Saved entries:
------------------------------------------------------------

PR #1115, opened 2020-07-21
MNT-21317 Move on Update Folder Rule triggers unexpectedly for MOVED content.

nithinnambiar:
This change is to fix the issue related to https://issues.alfresco.com/jira/browse/MNT-21317.  This would ignore 'cascadeCRC' property updates inside OnPropertyUpdateRuleTrigger when it checks for any changes to properties before triggering the rules.


nithinnambiar:
> Does the test fail without the fix?
> It is not clear how ContentModel.PROP_CASCADE_CRC can affect the test results as it is not used in the test.

Yes, the rule gets triggered twice without the fix  as the move updates ContentModel.PROP_CASCADE_CRC.

killerboot:
Is it possible to add a test that is using the ContentModel.PROP_CASCADE_CRC property directly?

nithinnambiar:
> Is it possible to add a test that is using the ContentModel.PROP_CASCADE_CRC property directly?

I have refactored the test now to update ContentModel.PROP_CASCADE_CRC directly in the test.

PR #1149, opened 2020-08-04
MNT-21614: LDAP sync communication error leads to group members deletion

amohammedalfresco:
- Catch reported exceptions to filter ldap sync aborts


src/main/java/org/alfresco/repo/security/sync/ldap/LDAPUserRegistry.java
```diff
@@ -882,6 +883,26 @@ else if (hasAttributeValue(objectClass, LDAPUserRegistry.this.groupType))
                                             continue;
                                         }
                                     }
+                                    catch (ServiceUnavailableException e)
```
killerboot, line 886: Both exceptions have the same outcome, please join them in one catch.

amohammedalfresco: Sure.  Thanks.

PR #1189, opened 2020-09-04
REPO-5339 Improve concurrency of SimplePermissionReference

killerboot:
The piece of code before changes seemed to be designed to provide a thread safe factory for singletons. I didn't find any particular reason for this choice by looking at the usages of SimplePermissionReference in the code. It actually may be sufficient to just create new SimplePermissionReference objects each time.

### DIFF
--- a/src/main/java/org/alfresco/repo/security/permissions/impl/SimplePermissionReference.java
+++ b/src/main/java/org/alfresco/repo/security/permissions/impl/SimplePermissionReference.java
@@ -25,7 +25,7 @@
  */
 package org.alfresco.repo.security.permissions.impl;
 
-import java.util.concurrent.ConcurrentHashMap;
+import java.util.HashMap;
 
 import org.alfresco.service.namespace.QName;
 import org.alfresco.util.Pair;
@@ -39,7 +39,7 @@ public final class SimplePermissionReference extends AbstractPermissionReference
 {   
     private static final long serialVersionUID = 637302438293417818L;
 
-    private static ConcurrentHashMap<Pair<QName, String>, SimplePermissionReference> instances = new ConcurrentHashMap<>();
+    private static HashMap<Pair<QName, String>, SimplePermissionReference> instances = new HashMap<>();
 
     /**
      * Factory method to create simple permission references
@@ -52,9 +52,15 @@ public final class SimplePermissionReference extends AbstractPermissionReference
         SimplePermissionReference instance = instances.get(key);
         if (instance == null)
         {
-            // TODO This may result in duplicate objects, but it is most likely does not matter
-            instance = new SimplePermissionReference(qName, name);
-            instances.put(key, instance);
+            synchronized (SimplePermissionReference.class)
+            {
+                instance = instances.get(key);
+                if (instance == null)
+                {
+                    instance = new SimplePermissionReference(qName, name);
+                    instances.put(key, instance);
+                }
+            }
         }
         return instance;
     }
--- a/src/main/java/org/alfresco/repo/security/permissions/impl/SimplePermissionReference.java
+++ b/src/main/java/org/alfresco/repo/security/permissions/impl/SimplePermissionReference.java
@@ -25,15 +25,9 @@
  */
 package org.alfresco.repo.security.permissions.impl;
 
-import java.util.concurrent.Callable;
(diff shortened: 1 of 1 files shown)


src/main/java/org/alfresco/repo/security/permissions/impl/SimplePermissionReference.java
```diff
@@ -40,59 +39,32 @@
 {   
     private static final long serialVersionUID = 637302438293417818L;
 
-    private static ReadWriteLock lock = new ReentrantReadWriteLock();
-
-    private static HashMap<QName, HashMap<String, SimplePermissionReference>> instances = new HashMap<QName, HashMap<String, SimplePermissionReference>>();
+    private static HashMap<Pair<QName, String>, SimplePermissionReference> instances = new HashMap<>();
```
nithinnambiar, line 42: Just an observation. Wouldn't it be better to replace the HashMap with a ConcurrentHashMap? That could help in avoiding locks and improve scalability.

killerboot: As far as I understood the ConcurrentHashMap provides a copy for all readers while the write operation happens. This means that the change like this https://github.com/Alfresco/alfresco-repository/pull/1189/commits/92c29c01615f7828cebc089904d722761bc8caf2 may result in duplicate objects if parallel threads got null and updated the entry one after another. On the other hand if the write operation is fully synchronised, then there is no reason for ConcurrentHashMap in this case.

nithinnambiar: Even though it doesn't lock on Read operations the Map could be updated atomically using computeIfAbsent function to avoid any duplicates.

skopf (changes requested):
Can we really update a HashMap while concurrently reading from it?

src/main/java/org/alfresco/repo/security/permissions/impl/SimplePermissionReference.java
```diff
@@ -1,98 +1,99 @@
...
      * 
      * @return a simple permission reference
      */
-    public static SimplePermissionReference getPermissionReference(QName qName, String name)
-    {
-        lock.readLock().lock();
-        try
+    public static SimplePermissionReference getPermissionReference(QName qName, String name) {
+        //loop if thread is interrupted and should be run again
+        while (true)
```
nithinnambiar, line 58: Just wondering if the method could be simplified like this.

` return instances.computeIfAbsent(key, pair -> new SimplePermissionReference(pair.getFirst(), pair.getSecond()));`

skopf (changes requested):
I checked the source of ConcurrentHashMap. We can actually read from this map without blocking. So this would be faster than the current implementation.

But I don't get why we need to create a FutureTask for the SimplePermissionReference and why this ConcurrentHashMap actually needs to hold factories for SimplePermissionReference. Why can't we simply put these elements in the map directly?

In the case that there is no element in the map yet, it could happen that a thread creates a new object but then doesn't need it because the putIfAbsent() indicates that some other thread has actually put it in the map meanwhile.
But we still have the same problem. We just shifted this from SimplePermissionReference to FutureTask

jottley:
@skopf This a good explanation of the reasons for using Future in "Java Concurrency in Practice". It is a long (6 pages with code examples) explanation so I'll send the pages to you by email.  The tl;dr of it is there still is a small window which we would try to reduce the chance of two threads trying to insert the same values.  The example from the book is actually computing a value so that window is in the compute...we don't have that so it could be reasonable to remove the Future and just go with a straight concurrentmap.

src/main/java/org/alfresco/repo/security/permissions/impl/SimplePermissionReference.java
jottley: This actually ends up being slightly slower though I do agree that it is simpler

nithinnambiar: I don't think it is going to be any slower since the computation inside the lambda isn't complex. Also `computeIfAbsent` would avoid unnecessary creation of SimplePermissionReference objects when multiple threads are acting on the same key.

skopf (approved):

PR #1205, opened 2020-09-15
WIP: REPO-5325 Determine if search accelerated tables support query

alandavis:
- Start moving code on alfresco-repository feature/REPO-5325_TMDQ_Accelerated_Table_Support_Detection to alfresco-enterprise-repo.

Nana, Bruno, this is just an initial first step at moving your code to alfresco-enterprise-repo. The idea is to give you an idea of where to place stuff. You will see there is a new EnterpriseDBQuery class that extends DBQuery. The QuerySet has been moved. Clearly it will not compile as there are lots of other changes in your code.

The real work is for you to work out how to get the <select id="select_byDynamicQuery"... defined in enterprise to be picked up when running the enterprise edition. It should be possible as there are lots of other examples in under alfresco-enterprise-repo src/main/resources/alfresco/ibatis.

Can you also try to keep the style of the code the same as it is at the moment. The "Kernighan and Ritchie" indentation style is not used by Alfresco. We always use { } even for simple statements. There is also a space between if and (. Mario is wanting to introduce more formal rules, so I will not dig out our current repo rules, but making it look the same is a good idea regardless of what happens next.

Also see https://github.com/Alfresco/alfresco-enterprise-repository/pull/476 for the enterprise changes.


bbossola:
> Nana, Bruno, this is just an initial first step at moving your code to alfresco-enterprise-repo. The idea is to give you an idea of where to place stuff. You will see there is a new EnterpriseDBQuery class that extends DBQuery. The QuerySet has been moved. Clearly it will not compile as there are lots of other changes in your code.

As I mentioned when we spoke earlier, and as you probably saw, this enhancement requires several changes in different areas of the codebase and, unfortunately, I am afraid cannot be solved by just extending a few classes. However, we will follow this direction and do our best find a suitable solution so that the code firmly lays in the enterprise repository only,

 
> The real work is for you to work out how to get the <select id="select_byDynamicQuery"... defined in Enterprise to be picked up when running the enterprise edition. It should be possible as there are lots of other examples in under alfresco-enterprise-repo src/main/resources/alfresco/ibatis.

Thanks, we will check those out.

 
> Can you also try to keep the style of the code the same as it is at the moment. The "Kernighan and Ritchie" indentation style is not used by Alfresco. We always use { } even for simple statements. There is also a space between if and (. Mario is wanting to introduce more formal rules, so I will not dig out our current repo rules, but making it look the same is a good idea regardless of what happens next.

Actually we did our best to write the new code following a convention that was similar to the one used in the existing code, If we were to use modern conventions you can be sure the code would have been really different :) I am not sure I fully grasp the reference to the K&R notation (even having my copy from my first C job in 1988 handy) but let me see if I understand what you meant:

1. _"there is also a space between if and ("_
never put a space between a control instruction (if/while...) and the expression. Expected:
```
if(x==2)
{
    ....
}
```
2. _"always use { } even for simple statements"_
always use brackets to define a block even for single line statement when used in a control statement. Expected:
```
if(x==2)
{
    System.out.println("Hello");
}
```

Assuming this is the summary is correct, we are happy to enforce those rules in our code formatted, as long as we can apply then across the code. If you have full detailed code conventions, these are definitely welcome.

Please be also aware that In regards to (1), you can find occurrences of the space-after-if on master in existing code, such as in the [same class](https://github.com/Alfresco/alfresco-repository/blob/09ecef9e4209e7e626c301353e91560eaf6f3564/src/main/java/org/alfresco/repo/search/impl/querymodel/impl/db/DBQueryEngine.java#L151) and in others, like in [LuceneQueryEngine](https://github.com/Alfresco/alfresco-repository/blob/09ecef9e4209e7e626c301353e91560eaf6f3564/src/main/java/org/alfresco/repo/search/impl/querymodel/impl/lucene/LuceneQueryEngine.java#L175) and [CalendarServiceImpl](https://github.com/Alfresco/alfresco-repository/blob/09ecef9e4209e7e626c301353e91560eaf6f3564/src/main/java/org/alfresco/repo/calendar/CalendarServiceImpl.java#L162) (I picked those two randomly).

In regards to (2), I believe you refer to this [single occurence](https://github.com/Alfresco/alfresco-repository/blob/1158cb6d1f2fd52b0293c4a021f64c185c9f5ab3/src/main/java/org/alfresco/repo/search/impl/querymodel/impl/db/DBQuery.java#L769) across the 754 changes. Is that correct, or did we accidentally missed this in other parts? 

Please let us know if you want us to aggressively use the formatter to follow the conventions you mentioned in every class we touch.

alandavis:
This code has been moved to the alfresco-community-repo project.

PR #12, opened 2025-09-08
Feature/zero copy pathing

drondeseries:


drondeseries:
Download client altmount places downloads in the root folder /mnt/usenet-rclone/tv. You should not download to a root folder.

Not a good practice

------------------------------------------------------------

§ **THE TASK**
Look over the entries above and tally the lines containing the string "jottley"; the answer is that total only.

§ **ANSWER BOX**
2